Retirement plans were largely untouched in tax reform, but there are still some narrower provisions employers should be wary of, according to practitioners.
“The employee plans community dodged a bullet, quite frankly,” Marcia Wagner of the Wagner Law Group told Tax Analysts. “There could have been very significant ramifications if the elective deferral amounts were decreased or the section 415 amounts were decreased. . . . It seems like the one area of the Internal Revenue Code that wasn’t affected. So, I think we got lucky.”
Michael Kreps of Groom Law Group, speaking during a January 4 webinar hosted by his firm, agreed that the provisions affecting retirement in the new tax law (P.L. 115-97) were narrow in scope, but that they would have a profound impact on practitioners. Kreps also agreed that the retirement community “dodged a bullet,” particularly regarding the so-called Rothification plan once offered by Republican leaders.

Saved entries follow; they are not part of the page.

PR #2930, opened 2020-12-18
(swift) Improved highlighting for functions, initializers, and subscripts

svanimpe:
This PR improves highlighting for functions, initializers, and subscripts. This includes detailed highlighting for generic parameters as well as function parameters.

To differentiate between tuple elements and function params, I've also added a mode to match tuples, whose element names should not be highlighted as `params`.

Fixes https://github.com/highlightjs/highlight.js/issues/2895
Fixes https://github.com/highlightjs/highlight.js/issues/2857

One open question: Do we still need the `illegal` attributes?


svanimpe:
As explained on https://github.com/highlightjs/highlight.js/pull/2908, I had to revert some of your keyword changes and change keywords with parentheses back to regexes, so they're included in the KEYWORD_MODES and not matched by TUPLE first.

src/languages/lib/kws_swift.js
```diff
@@ -240,7 +240,7 @@ export const identifierHead = either(
   /[\u2C00-\u2DFF\u2E80-\u2FFF]/,
   /[\u3004-\u3007\u3021-\u302F\u3031-\u303F\u3040-\uD7FF]/,
   /[\uF900-\uFD3D\uFD40-\uFDCF\uFDF0-\uFE1F\uFE30-\uFE44]/,
-  /[\uFE47-\uFFFD]/
+  /[\uFE47-\uFEFE\uFF00-\uFFFD]/ // Should be /[\uFE47-\uFFFD]/, but we have to exclude FEFF.
```
joshgoebel, line 243: I assume you are concating this with something else in one of your rules.  You're probably doing something like:

```
\uFEFF+[group that includes \uFEFF*]
```

This is the same problem as `\s*\s*` In a worse case the engine will chase it's tail trying to figure out whether which portion of \uFEFF are matched by the left side rather than the right.  The ambiguity must be removed.

src/languages/swift.js
```diff
@@ -283,6 +288,143 @@ export default function(hljs) {
   };
   TYPE.contains.push(GENERIC_ARGUMENTS);
 
+  // https://docs.swift.org/swift-book/ReferenceManual/Expressions.html#ID552
+  // Prevents element names from being highlighted as keywords.
+  const TUPLE_ELEMENT_NAME = {
+    begin: lookahead(concat(Swift.identifier, /\s*:/)),
+    end: lookahead(/:/),
+    keywords: "_",
```
joshgoebel, line 296:
```suggestion
    keywords: "_|0",
```

And what is end trying to accomplish here?  If you just watch to match the identifier portion why not do it with begin with a lookahead for `:` inside begin?

src/languages/swift.js
```diff
@@ -283,6 +288,143 @@ export default function(hljs) {
...
+    relevance: 0
+  };
+  // Matches tuples as well as the parameter list of a function type.
+  const TUPLE = {
```
joshgoebel, line 300: This is a lot of parsing, why would not just matching `blah:` work without trying to find `()` pairs?

src/languages/swift.js
```diff
@@ -283,6 +288,143 @@ export default function(hljs) {
...
+  // https://docs.swift.org/swift-book/ReferenceManual/Declarations.html#ID362
+  // Matches both the keyword func and the function title.
+  // Grouping these lets us differentiate between the operator function <
+  // and the start of the generic parameter clause (also <).
+  const FUNCTION_TITLE = {
+    begin: lookahead(/\bfunc\b/),
+    relevance: 0,
+    contains: [
+      {
+        className: 'keyword',
```
joshgoebel, line 329: We should use `keywords` on the parent rule  instead and you don't need a look ahead.

src/languages/swift.js
```diff
@@ -283,6 +288,143 @@ export default function(hljs) {
...
+        begin: /\bfunc\b/
```
joshgoebel, line 330:
```suggestion
  const FUNCTION_TITLE = {
    begin: /\bfunc\b/,
    keywords: "func",
    relevance: 0,
    contains: [
```

src/languages/swift.js
```diff
@@ -283,6 +288,143 @@ export default function(hljs) {
...
+      TYPE,
+      TUPLE
+    ],
+    illegal: /["']/
+  };
+  const FUNCTION = {
+    className: 'function',
+    begin: lookahead(/\bfunc\b/),
+    contains: [
+      FUNCTION_TITLE,
```
joshgoebel, line 393: Same notes here, this can be greatly simplified I think... just match `function` (no lookahead) use keywords to classify it... then your contains only needs to focus on what comes AFTER, not try to match the same thing repeatedly.

src/languages/swift.js
```diff
@@ -283,6 +288,143 @@ export default function(hljs) {
...
+        begin: either(QUOTED_IDENTIFIER.begin, Swift.identifier, Swift.operator),
+        // Required to make sure the opening < of the generic parameter clause
+        // isn't parsed as a second title.
+        endsParent: true,
+        relevance: 0
+      }
+    ]
+  };
+  const GENERIC_PARAMETERS = {
+    begin: /\s*</,
```
joshgoebel, line 347: This \s* looks out of place and should probably be handled elsewhere.

src/languages/swift.js
```diff
@@ -283,6 +288,143 @@ export default function(hljs) {
...
+        begin: /\b_\b/
+      },
+      {
+        className: 'params',
+        begin: Swift.identifier
+      }
+    ]
+  };
+  const FUNCTION_PARAMETERS = {
+    begin: /\s*\(/,
```
joshgoebel, line 373: Ditto.  This rule probably belongs inside FUNCTION contains if the goal is to allow space.

src/languages/swift.js
```diff
@@ -283,6 +288,143 @@ export default function(hljs) {
...
+    begin: either(
+      lookahead(concat(Swift.identifier, /\s*:/)),
+      lookahead(concat(Swift.identifier, /\s+/, Swift.identifier, /\s*:/))
+    ),
+    end: lookahead(/:/),
+    relevance: 0,
+    contains: [
+      {
+        className: 'keyword',
+        begin: /\b_\b/
```
joshgoebel, line 364: Is `_` truly a keyword in Swift?

src/languages/swift.js
```diff
@@ -283,6 +288,143 @@ export default function(hljs) {
...
+      FUNCTION_TITLE,
+      GENERIC_PARAMETERS,
+      FUNCTION_PARAMETERS
+    ],
+    illegal: /\[|%/
+  };
+
+  // https://docs.swift.org/swift-book/ReferenceManual/Declarations.html#ID375
+  // https://docs.swift.org/swift-book/ReferenceManual/Declarations.html#ID379
+  const INIT_SUBSCRIPT_TITLE = {
```
joshgoebel, line 402: Same comment here, you don't need lookahead and you can use `keywords` for the keyword matching.

joshgoebel: That should collapse the rule and avoid the need for `contains` at all.

joshgoebel: Which would probably make this simple enough to be moved directly to `INIT_SUBSCRIPT`.

src/languages/swift.js
```diff
@@ -283,6 +288,143 @@ export default function(hljs) {
...
+      },
+      {
+        begin: /\s+/,
+        relevance: 0
+      }
+    ]
+  };
+  const INIT_SUBSCRIPT = {
+    className: 'function',
+    begin: lookahead(/\b(subscript|init[?!]?)\s*[<(]/),
```
joshgoebel, line 419:
```suggestion
  const INIT_SUBSCRIPT = {
    className: 'function',
    begin: /\b(subscript|init[?!]?)\s*[<(]/,
    keywords: { // ... 
```

joshgoebel: You will need $pattern here of course to deal with the `?!`...

joshgoebel: You should really look at `beginKeywords` also as that could also be used in MANY of these cases... and is even simpler than `keywords` since it uses avoids the need for $pattern for more complex cases.

src/languages/swift.js
```diff
@@ -56,7 +60,7 @@ export default function(hljs) {
   // find all the regular keywords
   const KEYWORDS = {
     $pattern: either(
-      /\b\w+(\(\w+\))?/, // kw or kw(arg)
```
joshgoebel, line 59: Ah your problem with this was your tuple rule eating the `()`, yes?  That's why we try to avoid parsing and do simpler rules... if your rule only matched `blah:` and avoided trying to figure out for *certain* that something looked like a tuple you'd avoid this problem completely.  Since you're only using it as a guard and not highlighting it's not the end of the world if it matches a bit wide (as long as it's not stealing things we need to highlight).

Are there other syntactic things in Swift that use `ident:`?

joshgoebel (changes requested):
Feels a bit like you're still asking yourself "how do i parse the language" vs "what's the simplest rule that could solve this problem"... that tends to result in very large and complex rulesets... so a lot of my thoughts are on that and simplifying.

src/languages/swift.js
joshgoebel: I'm also guessing it's technically wrong to assume all `()` combos would be tuples... so approach is 100% "correct" in the Swift language sense.

src/languages/lib/kws_swift.js
svanimpe: The new ranges should be fine as they exclude FEFF, no?

src/languages/swift.js
svanimpe: I'm trying to detect the element names in a tuple and consume them so they don't get highlighted as other things (keywords, function params, etc).

src/languages/swift.js
svanimpe: Because there is a lot of `blah:` in Swift.

Tuple elements, function parameters, dictionary key/value pairs, type/supertype relationship, enum/raw type relationship, switch case labels, labeled control flow statements, ...

The current rule is already pretty naive in assuming that every `blah:` between parenthesis is a tuple element name, so I should add more tests to find cases where it breaks down. It should work relatively well, though, as most of the cases I've listed should not appear in parentheses.

src/languages/swift.js
svanimpe: This is probably me incorrectly thinking `begin` consumes the token. It doesn't then?
Will `begin/keyword` or `beginKeyword` work when there's a constains rule (`title`) in this case that also matches?

Again, I probably did this to make sure `func` is matched as a keyword, not as an identifier (`title`).

src/languages/swift.js
svanimpe: I'll look into this.

src/languages/swift.js
svanimpe: I'll look into this. Just want to make sure `func` isn't matched as the `title`.

src/languages/swift.js
svanimpe: This is because there's no `end` rule anymore, so the spaces have to be matched in order for the `FUNCTION` mode to continue. That's why I added optional leading spaces in a few places.

src/languages/swift.js
svanimpe: Yes, but only in a few places. I thought it was neater to allow them only in specific places, and not everywhere (which would be the result of a contained rule for spaces, as would trailing spaces.

src/languages/swift.js
svanimpe: Yes, it's used as a wildcard pattern.
Which reminds me that I should also add support for other patterns in TUPLE, namely `(let name, var otherName)` etc.

src/languages/swift.js
svanimpe: Does `beginKeyword` support matching keywords like `init!`? Or is it tied to the default $pattern?

src/languages/swift.js
svanimpe: See above, there's just a looooot of things that use `identifier:` in Swift. Within parentheses, it's almost always a tuple element/function parameter name. I'll look into it more and see what cases I missed that may cause issues.

Of course, parentheses can also be just parentheses in expressions, but because tuple elements are also expressions, that should match nicely.

svanimpe:
I totally understand, but in this case I don't think we can simplify it much. My first attempt didn't include a rule for tuples, and as a result, every `blah:` in a function declaration would match as `param`, even if it was part of a tuple or function type, and not a parameter name. I added the tuple rule to differentiate between `params` in the function declaration, and every other use of tuples/function types.

src/languages/lib/kws_swift.js
joshgoebel: Yes, that's one way to fix it if it's not that big a deal.  I was just explaining it to perhaps improve your understanding since you asked about it in the main thread.

src/languages/swift.js
joshgoebel: > See above, there's just a looooot of things that use identifier: in Swift. 

_But if we're not highlighting those things, it's irrelevant how many variant there are..._ and if we are it still should mostly be irrelevant since we'd likely be highlighting within a child scope and the parent scope (which had the simpler `blah:` rule) would no longer be in effect.  And if we were highlighting them ALL in the parent scope then this problem goes away entirely. 

But _right now_ I don't see any need for the tuple rule.  And simplifying it also simplifies keywords.

Is all this just to prevent keywords being highlighted in tuples?  Wouldn't a negative lookahead for `:` on keywords `$pattern` solve this?

src/languages/swift.js
joshgoebel: Sample code?  And see my note above about just using a negative look-ahead for `:`... that solves keywords I think.

src/languages/swift.js
joshgoebel: Please add the test cases you think are needed and then if the tests fails with a simpler `blah:` rule you can throw it back to me to take a closer look at the failing test case.  I'm remain convinced this can be much simplified.

src/languages/swift.js
joshgoebel: `begin` consumes whatever it matches unless you use `excludeBegin`.  But that's not a problem.   You really shoudl try:

```
beginKeywords: `func`
```

This does the match and handles the fact that it's a keyword with single line of code.

src/languages/swift.js
joshgoebel: See my note above on `beginKeywords` which is sugar for this pattern.

src/languages/swift.js
joshgoebel: Yes, I understand why.  They should be inside the FUNCTION mode though not appended to the child modes.

src/languages/swift.js
joshgoebel: Repeating yourself vs doing it in a single place is usually the wrong approach.  Instead of every child including `\s*` it should be in a single place.  And it's not "everywhere". There are 3 rules in FUNCTION and 2 of them include this... and it won't harm the 3rd in any case.

src/languages/swift.js
joshgoebel: Again, `begin` consumes... so contains can never match something in begin unless you use `lookahead` or returnBegin...

src/languages/swift.js
```diff
@@ -283,6 +288,143 @@ export default function(hljs) {
...
+    illegal: /["']/
+  };
+  const FUNCTION = {
+    className: 'function',
+    begin: lookahead(/\bfunc\b/),
+    contains: [
+      FUNCTION_TITLE,
+      GENERIC_PARAMETERS,
+      FUNCTION_PARAMETERS
+    ],
```
joshgoebel, line 396:
```suggestion
    contains: [
      FUNCTION_TITLE,
      { begin: /\s*/ }, // allow whitespace
      GENERIC_PARAMETERS,
      FUNCTION_PARAMETERS
    ],
```

Or you could make a constant of course, but single place.  Done. Much simpler.

src/languages/swift.js
joshgoebel: It's just sugar around `either`:

```
      if (mode.beginKeywords) {
        mode.begin = '\\b(' + mode.beginKeywords.split(' ').join('|') + ')(?!\\.)(?=\\b|\\s)';
```

joshgoebel: Oh wait, yeah sorry you might still need to adjust `$pattern`... beginKeywords uses an either for the match but then uses the keywords engine for the highlighting.

joshgoebel: This:

```
    begin: lookahead(/\b(subscript|init[?!]?)\s*[<(]/),
    contains: [
      {
        className: 'keyword',
        begin: /subscript|init[?!]?/
      },
```

Becomes (off the top of my head):

```js
    begin: /\b(subscript|init[?!]?)\s*[<(]/,
    keywords: { 
      keyword: "subscript init init? init!",
      $pattern: /\w+[?!]?/
```

And now there is no potential sequencing randomness doe to `contains` since everything is grouped in a single cluster.

src/languages/swift.js
joshgoebel: Why is an explicit rule needed for that?  `let` and `var` are already keywords, no?

src/languages/lib/kws_swift.js
joshgoebel: Fixing poly cases properly can definitely be super annoying. :)  Evidently it's a much larger problem in Prism (they have 100s of cases)... I was able to fix ALL our backtracking issues (~30 or so I think) in a day.

src/languages/swift.js
joshgoebel: There are also ways to force end to hold open but then you'd need a child rule with `endsParent`... either of those those options would be preferable to appending `\s*` multiple places.  I think it's very explicit (and hence easier to understand) listing it right inside the contains though.

If I did it implicitly (holding end open) I'd want to add a comment explaining it was for whitespace anyways, so seems simpler to just have the rule right there.

joshgoebel:
>  I added the tuple rule to differentiate between params in the function declaration, and every other use of tuples/function types.

I might be missing something here... isn't that what FUNCTION_PARAMETERS is for?  You already have a scope for treating params differently if need be, no?

joshgoebel:
Lets try to simplify the other things first and then we can circle back to tuple at the very end. If we insist on p being treated differently than the tuple stuff then we may indeed need a separate rule.

joshgoebel:
I did have an idea the other day about throwing errors if keywords don't match `$pattern` (to help grammar creators) but you could extend the idea to simply auto-handle common situations... like:

- default to \w+
- add any OTHER characters found in keywords to the group

So given: 

```
keywords: "booger? what!"
```

You'd end up with `$pattern` as `/[\w?!]+/` auto-generated without needing any other effort.  And then you'd only need $pattern if you needed to REDUCE the scope (if \w was too wide).

Would that help simplify some of your issues with keywords?

joshgoebel:
I just realized a lot of the complexity you are adding is your not embracing the keywords system or not fully understanding how it works.  When you force keywords ALWAYS to always be a mode then they must consume content (vs being found inside the current buffer). This leads to uncommon/non-typical patterns like:

```js
{
  begin: lookahead("func"),
  contains: [ FUNC_KEYWORD, ...
```

Where you force begin not to consume because you need FUNC_KEYWORDS to consume... If begin consumed then FUNC_KEYWORD would have nothing to match, etc... `keywords` and `beginKeywords` avoids all this complexity because it highlights _within the match_.  There are times that works against you, but many times it can work for you.

src/languages/swift.js
svanimpe: Fixed the relevance in the next commit.

src/languages/swift.js
svanimpe: Changed `FUNCTION_TITLE` to use `beginKeywords`. However, in `FUNCTION` itself, I'm still using the lookahead as I can't consume the keyword there because I need it for `FUNCTION_TITLE`.

src/languages/swift.js
svanimpe: I've added a few more tests for `TUPLE`. So far, I didn't detect anything that required changes to the `TUPLE` rule.

src/languages/swift.js
svanimpe: Changed it to use `beginKeywords`.

src/languages/swift.js
svanimpe: See the note above. I can't consume `func` here because it need it for `FUNCTION_TITLE`.

The `FUNCTION_TITLE` rule requires a "lookbehind" to check that it follows the `func` keyword. Without that check, it's not possible to differentiate an operator function `<` from the start of the generic parameter clause (also `<`).

src/languages/swift.js
svanimpe: I think those leading spaces are just a leftover:

- The original version of this grammar combined a recursive `params` rule with `endsParent`, which caused https://github.com/highlightjs/highlight.js/issues/2857.
- My first fix was to keep the recursion, but remove `endsParent`.
- However, I then no longer had an end condition, so I had to make sure the rules kept matching up until the end of the parameter list.
- This meant I had to allowed leading spaces in certain places, but not just whitespace anywhere. Otherwise, a function could have two parameter lists for example.
- However, thanks to the `TUPLE` rule, I no longer need `contains: 'self'` for function parameters, so I can use `endsParent` again and remove the spaces.

So be warned, removing the `TUPLE` rule will break all of this again, as you will have to go back to recursive `FUNCTION_PARAMETERS`, which means you can't use `endsParent` anymore. You also can't use the `end: '{'` rule from the original version, as that was one of the causes for https://github.com/highlightjs/highlight.js/issues/2895

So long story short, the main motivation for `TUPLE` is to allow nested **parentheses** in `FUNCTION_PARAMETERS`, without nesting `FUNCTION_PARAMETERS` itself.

One provision that did make it into the final law involves the ability to recharacterize IRA contributions. Under the new law, individuals who convert money from a traditional IRA to a Roth IRA will no longer be able to undo that decision by recharacterizing those converted funds. The prior law allowed taxpayers to reverse their decision by October 15 of the year following the conversion. Elizabeth Thomas Dold of Groom said that Roth IRA providers should update their forms on recharacterization.
Jeffrey M. Holdvogt of McDermott Will & Emery LLP said that a clarification may be required for IRA contributions made in 2017 to specify that there’s time in 2018 for the contributions to be recharacterized, or that they’re prohibited after December 31, 2017. “The new provision on this applies to tax years beginning after December 31, 2017, so I think there is a good argument that taxpayers still have until October 15, 2018, to recharacterize IRA contributions made during the 2017 tax year,” Holdvogt said. Groom attorneys participating in the webinar agreed this seemed like the right interpretation.

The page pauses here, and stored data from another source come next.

PR #2937, opened 2020-12-24
continue CSS Consistency

joshgoebel:
### Changes

Continues work towards CSS consistency across all our CSS grammars
that allow raw CSS (ie, they are supersets).  Cleans up all grammars a lot.

Less is still a hot mess, but the other 3 are getting a lot cleaner.

### Checklist


joshgoebel:
Should be easy to review this one one commit at a time if the overall view is too messy.  I tried to keep them clean.

sa-orlov (approved):

sa-orlov (approved):

src/languages/lib/css-shared.js
```diff
@@ -1,3 +1,137 @@
+export const MODES = (hljs) => {
```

Another retirement provision in the new law extends the time period for employees with an outstanding plan loan to roll over their outstanding loan balances to an IRA and not have the loans treated as taxable distributions. The prior rollover period was 60 days, but employees now have until the due date of their tax return, including extensions, for the year in which the offset occurred. Wagner said she thought the changes to the rollover rule were fair and reasonable because the 60-day rule had often been difficult to meet.
Holdvogt said that changes to the loan rollover procedures will require updates to plan administration, participant communications, and possibly plan amendments. However, he said that overall, plan sponsor changes will likely be pretty minimal. “The changes made by the tax act will have surprisingly little effect on employer-sponsored retirement plan administration,” he said.